Core Primitives (The VM's Heartbeat): In many indirect-threaded systems, the entire complexity of the virtual machine can be distilled into just three fundamental operations:

next: The core dispatch loop. Fetches the next item from the thread ([ip]), updates ip, determines the target address ([[ip]] for ITC, using w), and jumps to it. This is the heartbeat that drives the thread.

nest (or docol): Used when a threaded "word" (subroutine) needs to execute another sequence of threaded words (a colon definition in Forth). It pushes the current ip onto the Return Stack, sets w to point to the new sequence, and jumps to next.

unnest (or ;s): Used at the end of a threaded definition. It pops the saved ip from the Return Stack back into the ip register and jumps to next. This returns control to the calling thread sequence.

These simple primitives, combined with a clean stack architecture and dedicated registers, form a surprisingly powerful basis for building complex language implementations.

Why Learn About Threaded Code Today?

While you might not write performance-critical applications using pure software-interpreted string threading, understanding threaded code offers valuable insights into:

Virtual Machine Design: It's a foundational technique for building interpreters and VMs (like those for Java, .NET, Python). Understanding threading clarifies how bytecode is dispatched and executed.
Low-Level Execution: It exposes a layer of abstraction between high-level code and raw hardware, showing how program flow can be managed through data structures (the thread) rather than just linear machine code.
Code Compaction: The principles behind token and Huffman threading are still relevant in resource-constrained environments or for highly compressed data formats.
Historical Context: It provides context for the design choices in early languages and operating systems, and the ingenuity required to work within severe hardware limitations.
Underground Connections: Concepts like Return-Oriented Programming (ROP), a technique used to exploit security vulnerabilities, effectively repurpose existing code sequences ending in returns (RET instructions) to build malicious execution "threads" – a dark echo of subroutine threading. Continuation-Passing Style (CPS) in functional programming is another related concept, managing control flow explicitly, though at a higher level.

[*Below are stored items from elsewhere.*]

PR #362, opened 2024-09-19
Implement VHUK_A and VHUK_M derivation in islet-hes

zos:
This is the first step of the sealing key derivation process, which produces Virtual Hardware Unique Keys (VHUKs) used as an IKM (Input Key Material) of the realm sealing key derivation process.


zos:
wrong branch

PR #367, opened 2024-09-27
App provisioning framework

L0czek:
# App provisioning

This PR adds app provisioning framework to islet project which allows for installing applications inside realm using OCI containers. The framework components handle everything from downloading, verifying, installing and running the applications. It provides encrypted, persistent storage that each application can use to store confidential data. The realm also checks the authenticity of each application by verifying the application signature against a chain of provided certificates that begin at the embedded CA. 

The framework consists of several main components:
* The [realm image](https://github.com/islet-project/realm-manager/tree/main/realm) which implements a special realm with application manager which is responsible for installing and running applications.
* The [warden daemon](https://github.com/islet-project/realm-manager/tree/main/warden) which is responsible for creating disks, network interfaces and finally running kvmtool
* The [application registry server](https://github.com/islet-project/image-registry/tree/main/ir-server) which is an OCI container repository. It utilizes the RA-TLS protocol to ensure that the realm is trustworthy before it allows the application to be installed.
* The [realm metadata tool](https://github.com/islet-project/realm-metadata-tool) which is used to create the realm metadata block so that the sealing keys can be based on vendors public keys.
* The [RIM measuring tool](https://github.com/islet-project/assets/tree/eac5/3rd-kvmtool-realm-metadata-rim-measurer) is a modified kvmtool which is capable of calculating realm's RIM without launching it.
* This PR which adds key derivation and realm metadata block functionality to enable sealing keys for encryption in realms.

## Running the demo

The provided demo shows how an example application can be installed in a realm in islet. The detailed instruction goes over:
* setting up islet,
* preparing the special realm image,
* creating an example application image, 
* signing the application,
* setting up the application registry,
* running islet and installing the application.

The detailed instruction to reproduce the app provisioning setup can be found [here](https://github.com/islet-project/islet/blob/app-provisioning/examples/app-provisioning/README.md).

## What works now
* Installing and running applications
* Applications are preserved across reboots
* Applications are authenticated based on ecdsa signatures
* Sealing keys can be measurements dependent, if the realm metadata block was not provided to allow for running any realms securely.
* In case the metadata block is present, the sealing keys are based on realm vendor public key to allow for easy application update (the encryption keys doesn't change between application and realms versions)

### RIM calculation related
Unfortunately, due to the design of how the RIM is calculated for realms, specifying a single RIM value for the application provisioning realm is not trivial. It is caused by measuring the **D**evice **T**ree **B**lob which changes based on the kvmtool arguments. Basically, the realm RIM is dependent on such things as:
* virtual network card(s),
* virtio block devices,
* other virtual hardware,
* the order of the hardware in the DeviceTree.

This is especially troublesome as currently the warden daemon provides one disk image for each application. As a result, the kvmtool creates a separate virtio block device for each disk, leading to a change in the **DTB**. This should be investigated in the future to either stabilize the **DTB** or provide a rim measuring software. An example of such application is the [modified kvmtool](https://github.com/islet-project/assets/tree/eac5/3rd-kvmtool-realm-metadata-rim-measurer). Therefore, it will be further investigated in the future.

### Something wrong with Islet rmm
While running the provisioning setup, we started encountering a truly random errors from various layers of the stack that could not be reproduced in tf-rmm. In detail, we encountered the following errors:
* TLS decrypt error during application installation,
* application image hash mismatch,
* some "inode already exists" error from the Linux kernel,
* disk image corruption (the file system wasn't preserved across realm reboots),
* TLS handshake error.

Since we couldn't reproduce them while running tf-rmm there might be some memory issue introduced by islet rmm. We first encountered this issue when we tried to test the application installation using a statically linked rust "hello world" application. It weights about 1MB, due to static linking and debug build. Every time we tried to install it while running islet, the installation process would fail with TLS decrypt error. We then switch to tf-rmm to check if the issue still persisted. To our surprise, it did not. In the next step, we created a lighter "hello world" application that weight only 1KB and managed to get it installed under Islet. This let us conclude that Islet introduces some memory instability that leads to arbitrary corruption when large amounts of data are processed. As of now, we weren't able to pinpoint the issue. You can try to reproduce this issue by trying under islet to:
*  install the big application (`example_app` from the instruction) 
*  install the lighter one (the `light_app` from the instruction). 

Naturally, this issue must be investigated, as this makes running applications under Islet unstable. Apart from that, https://github.com/islet-project/islet/issues/361 also suggest an issue with realm's memory management.


p-sawicki2 (commented):
LGTM

.gitmodules
```diff
@@ -4,23 +4,23 @@
...
+	branch = eac5/3rd-nw-linux-realm-metadata
 [submodule "third-party/optee-build"]
 	path = third-party/optee-build
 	url = https://github.com/islet-project/assets
 	branch = 3rd-optee-build
 [submodule "third-party/realm-linux"]
 	path = third-party/realm-linux
 	url = https://github.com/islet-project/assets
-	branch = eac5/3rd-realm-linux
+	branch = devel/p.sawicki2/eac5-3rd-realm-linux-revert-rsi-workaround
```
bokdeuk-jeong, line 15: Please do not point any devel or personal branches.
Why don't you directly update eac5/3rd-realm-linux?

.gitmodules
```diff
@@ -4,23 +4,23 @@
...
 [submodule "third-party/tf-a-tests"]
 	path = third-party/tf-a-tests
 	url = https://git.trustedfirmware.org/TF-A/tf-a-tests.git
 	branch = master
 [submodule "third-party/tf-rmm"]
 	path = third-party/tf-rmm
-	url = https://git.trustedfirmware.org/TF-RMM/tf-rmm.git
-	branch = rmm-spec-v1.0-eac5
+	url = git@github.com:p-sawicki2/tf-rmm.git
+	branch = devel/p.sawicki2/eac5-realm-metadata-sealing
```
bokdeuk-jeong, line 23: here too

.gitmodules
```diff
@@ -32,7 +32,7 @@
 [submodule "third-party/kvmtool"]
 	path = third-party/kvmtool
 	url = https://github.com/islet-project/assets
-	branch = eac5/3rd-kvmtool
+	branch = eac5/3rd-kvmtool-realm-metadata
```
bokdeuk-jeong, line 35: Why do we need another branch for eac5?
Couldn't we just update and use the existing eac5/3rd-kvmtool?

.gitmodules
```diff
@@ -61,7 +61,7 @@
 [submodule "third-party/tf-a-rss"]
 	path = third-party/tf-a-rss
 	url = https://github.com/islet-project/arm-trusted-firmware
-	branch = eac5-rss
+	branch = eac5-rss-realm-metadata
```
bokdeuk-jeong, line 64: this too.

examples/app-provisioning/README.md
```diff
@@ -0,0 +1,272 @@
...
+
+## Provision the Application/Realm
+
+### Obtain the RIM
+
+To obtain the RIM we can use the lkvm-rim-measurer tool.
+Firstly, clone the lkvm-rim-measurer tool repository.
+
+    cd $ROOT
+    git clone --single-branch -b eac5/3rd-kvmtool-realm-metadata-rim-measurer git@github.com:islet-project/assets.git  rim-measurer
```
bokdeuk-jeong, line 56: We will have kvmtool under islet/third-party. Why we need to clone this again?

examples/app-provisioning/README.md
```diff
@@ -0,0 +1,272 @@
...
+## Prepare the provisioning framework
+
+    cd $ROOT
+    git clone https://github.com/islet-project/realm-manager.git
+
+### Build realm image
+
+    cd $ROOT/realm-manager/realm
+    make deps
+    make compile-image
```
bokdeuk-jeong, line 31: We already have linux-ream under islet/third-party. This is duplicate work.
Why don't you make it built from islet?
By putting your own config under islet/third-party/linux-realm/ and modifying fvp-cca and related scripts to use linux config for app-provisioning, we can avoid building another realm-linux at realm-manager.

examples/app-provisioning/README.md
```diff
@@ -0,0 +1,272 @@
...
+
+#### Copy resulting kernel and initramfs images to islet shared dir
+
+    cp out/Image $ROOT/islet/out/shared/nasz-realm
+    cp out/initramfs.cpio.gz $ROOT/islet/out/shared/initramfs.cpio.gz
+
+### Build warden daemon
+
+    cd $ROOT/realm-manager/warden
```
bokdeuk-jeong, line 40: Could you add a single line introducing what 'warden' is?

bokdeuk-jeong (commented):
I nicely describes instructions to execute the app-provisioning example, but it looks hard to understand what it is doing. It could be even nicer if explanations about what each instructions is doning is added.

examples/app-provisioning/README.md
```diff
@@ -0,0 +1,272 @@
...
+    sudo iptables -t nat -A POSTROUTING -j MASQUERADE -s 192.168.10.0/24
+    sudo ip addr del 193.168.10.15/24 dev ARM${USER}
+    sudo ip addr add 192.168.10.15/24 dev ARM${USER}
+
+## Setup network in normal world linux (paste this in telnet 5000 console)
+
+Replace `106.10.9.180` with some DNS server that works for you.
+
+    ip link set eth0 up
+    ip addr add 192.168.10.40/24 dev eth0
```
bokdeuk-jeong, line 238: IP addresses used here for both the host in FVP and the guest conflict the configuration in fvp-cca for linux-net. These should be consistent with the configuration in fvp-cca which has already existed.

.gitmodules
p-sawicki2: It will be removed.

.gitmodules
p-sawicki2: > Why do we need another branch for eac5?

The eac5/3rd-kvmtool branch keeps the original kvmtool source code from the [Arm repository](https://gitlab.arm.com/linux-arm/kvmtool-cca) that I didn't want to modify during the development of the realm-metadata feture, as the main Islet branch points to it.

> Couldn't we just update and use the existing eac5/3rd-kvmtool?

It should be possible, as the realm-metadata feature is optional.

.gitmodules
bokdeuk-jeong: Should this PR be chaged to draft? If not, these should be removed, before getting merged.

.gitmodules
p-sawicki2: > Please do not point any devel or personal branches.

This also will be changed.

> Why don't you directly update eac5/3rd-realm-linux?

It's because this change will cause issues with rsi.ko on the main Islet branch.

.gitmodules
bokdeuk-jeong: If we had to keep the original kvmtool, it should directly point to the original repo instead of locally keeping it inside Islet. 
Unless it affects the rest of Islet that don't use app-provisiong(container image), please feel free to change eac5/3rd-kvmtool.

examples/app-provisioning/README.md
L0czek: Sure, would you like to just build the kernel with special config? This would leave us with the need to build the initramfs from realm-manager repo.

examples/app-provisioning/README.md
L0czek: Sure, could we also change the ip range utilized by fvp-cca script. Currently, it uses a public ip subnet `193.168.10.1/24`. Is there a reason for this or can we change it to a private one?

.gitmodules
p-sawicki2: We can totally remove these changes from the Islet repo, or create a dedicated tf-rmm repository within the Islet organization and put them there. The question is, are you interested of having tf-rmm that introduce realm metadata and sealing key derivation mechanism? As you know Islet RMM already implements all these features, so the only reason why we should keep them in Islet organization is that they might be useful during investigation of the #368.

examples/app-provisioning/README.md
p-sawicki2: The reason is that it is not referenced by any submodule in the `islet/third-party`. Anyway, the changes from `eac5/3rd-kvmtool-realm-metadata-rim-measurer` will be moved to the `eac5/3rd-kvmtool-rim-measurer` branch and an appropriate submodule from `islet/third-party` will point that new branch.

examples/app-provisioning/README.md
jinbpark: @L0czek No special reason for that address (193.168.x.x).  You can change it to 192.168.x.x.

jinbpark:
Could we get a more developer-friendly way (not islet developers, those who want to build apps but are not knowledgeable about CCA internals) to compile, install, and run a new application?? (it might be good for testing purpose in the beginning of app development)

For example, from the develop perspective,
1. Develop and compile a new application (call this binary `light_app`)
2. ./scripts/fvp-cca ..... --test_app=/path/to/light_app
3. `fvp-cca` takes all the complexities of installing and running this app. (e.g., signing, running a host daemon, ...)

I don't think it needs to be done in this PR. But this option would be nice for external developers.
(+ Once we get this PR merged, we'd better to migrate our examples (confidential-ml, e2ee) into this new provisioning scheme)

jinbpark:
Do you have anything, in your mind, having to do with handling multiple applications?
I found in host_daemon_details document that it seems one realm has multiple applications provisioned by the realm daemon running inside the realm. 

Do you assume that one device has only one realm daemon (i.e., one realm VM) and all applications should be provisioned into this realm? Or is it flexible?? (It would be flexible I guess.  Each application might take up different realm VM)

One more thing I'm wondering is,  is there any isolation mechanism between applications and the realm daemon?
I think the daemon is a typical linux process so the isolation between them is the same as what Linux offers to applications. Am I correct?

Would it be beneficial to employ a stronger isolation? e.g., the realm daemon is isolated from other applications and even underlying linux kernel, meaning that the realm daemon is secure even the kernel is compromised. 
A new CCA feature, named CCA planes, can be used to achieve this isolation.

rmm/src/rmi/realm/mod.rs
```diff
@@ -147,6 +169,46 @@ pub fn set_event_handler(mainloop: &mut Mainloop) {
 
         Ok(())
     });
+
+    listen!(
+        mainloop,
+        rmi::ISLET_REALM_SET_METADATA,
```
jinbpark, line 175: Do we need some additional validation checks for this RMI?

For example, REALM_SET_METADATA is only allowed to a realm whose state is in REALM_NEW, which means this should be called before the realm execution. If this is mainly for realm authentication, it should be done this way IMO. (but hard to come up with what actually goes wrong if without such validation checks.)

p-sawicki2: @Havner Could you please add an additional check whether the RD is in a NEW state? (similarly as here https://github.com/p-sawicki2/tf-rmm/blob/294ee8d4ab8fcad46228ea57761f1806a2eff52b/runtime/rmi/metadata.c#L73C6-L73C25)

Havner: Done

L0czek:
@jinbpark 
> Could we get a more developer-friendly way (not islet developers, those who want to build apps but are not knowledgeable about CCA internals) to compile, install, and run a new application?? (it might be good for testing purpose in the beginning of app development)
> [...]
> I don't think it needs to be done in this PR. But this option would be nice for external developers.

Sure, we should redesign the build system to automate stuff. I just think this is a task for another PR as it would most likely require reworking the build system. We should focus now on reviewing and merging this PR and then later discuss how we want to keep various compenents and then remake to build system.

> Do you have anything, in your mind, having to do with handling multiple applications?
I found in host_daemon_details document that it seems one realm has multiple applications provisioned by the realm daemon running inside the realm.
> Do you assume that one device has only one realm daemon (i.e., one realm VM) and all applications should be provisioned into this realm? Or is it flexible?? (It would be flexible I guess. Each application might take up different realm VM)

Current design assumes that you can have multiple realms on a signel device and a single realm can run multiple applications. Naturally, we are actively researching the security concerns resulting from running multiple applications insiade a realm. For now we came to the conclusion with @p-sawicki2 that enforcing that all aplications in a signel realm must be from a single vendor is enough. This would eliminate potential security issues arising from adding an application to an existing realm that could have access to existing confidential data of other applications. We assume that applications from a single vendor will not try to hack themselves.

> One more thing I'm wondering is, is there any isolation mechanism between applications and the realm daemon?
I think the daemon is a typical linux process so the isolation between them is the same as what Linux offers to applications. Am I correct?
> Would it be beneficial to employ a stronger isolation? e.g., the realm daemon is isolated from other applications and even underlying linux kernel, meaning that the realm daemon is secure even the kernel is compromised.
> A new CCA feature, named CCA planes, can be used to achieve this isolation.

Currently, there is no real isolation between applications and the realm daemon. It was a deliberate design choice due to two main reasons:
* We wanted to provide a setup that will be as minimal as possible. Thus, adding any isloation would complicate the design and potentially affect application compatibility and performance.
* The realms already provide isloation as they are separate vms and each application or use case on the host side should use its own realm.
* You can always provision an OCI container with containerd and for ex. docker-compose and just start whatever application you want with isolation based on namespaces.
* After the application were installed (before the are started) the realm daemon doesn't really keep any secrets. For example, the AES encryption keys are kept in kernel keyring and thus cannot be read by any user application (there is a special key type for an "use only and no reading" key).

In conclusion, we tried to make this design as simple as possible and not including application isolation was a conciousness decision. Although, nothing is really stopping you from provisioning an OCI image which implements namespaces. In the future, we might look at the CCA planes feature but for now I think that namespaces are sufficient when isolation is needed.

examples/app-provisioning/README.md
L0czek: I changes the ip addresses to `192.168.10.1/24` and removed now unnecessary steps from the instruction. Could you please check if it works also on your PC?

jinbpark: @L0czek I've confirmed that it works on my PC. (e.g., pinging from realm to host)

.gitmodules
p-sawicki2: Done

.gitmodules
p-sawicki2: Done

rmm/src/rsi/mod.rs
```diff
@@ -358,4 +362,34 @@ pub fn set_event_handler(rsi: &mut RsiHandle) {
 
     listen!(rsi, IPA_STATE_GET, get_ripas_state);
     listen!(rsi, IPA_STATE_SET, set_ripas_state);
+
+    listen!(rsi, ISLET_REALM_SEALING_KEY, |_arg, ret, _rmm, rec, _| {
```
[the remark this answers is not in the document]
p-sawicki2: Done

.gitmodules
p-sawicki2: Done

examples/app-provisioning/README.md
p-sawicki2: Done

.gitmodules
p-sawicki2: @bokdeuk-jeong What is your proposal regarding the TF-RMM?

jinbpark (approved):

.gitmodules
bokdeuk-jeong: @p-sawicki2 
Sorry for the delayed response.
"The question is, are you interested of having tf-rmm that introduces realm metadata and sealing key derivation mechanisms?" Yes!

p-sawicki2: done

bokdeuk-jeong (approved):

Threaded code, though less visible in daily programming than traditional compilation or high-level scripting, remains a testament to clever low-level design and a crucial piece of understanding the diverse ways software can be structured and executed. It's a powerful pattern for achieving density and flexibility, a true "forbidden code" technique worth adding to your arsenal of programming knowledge.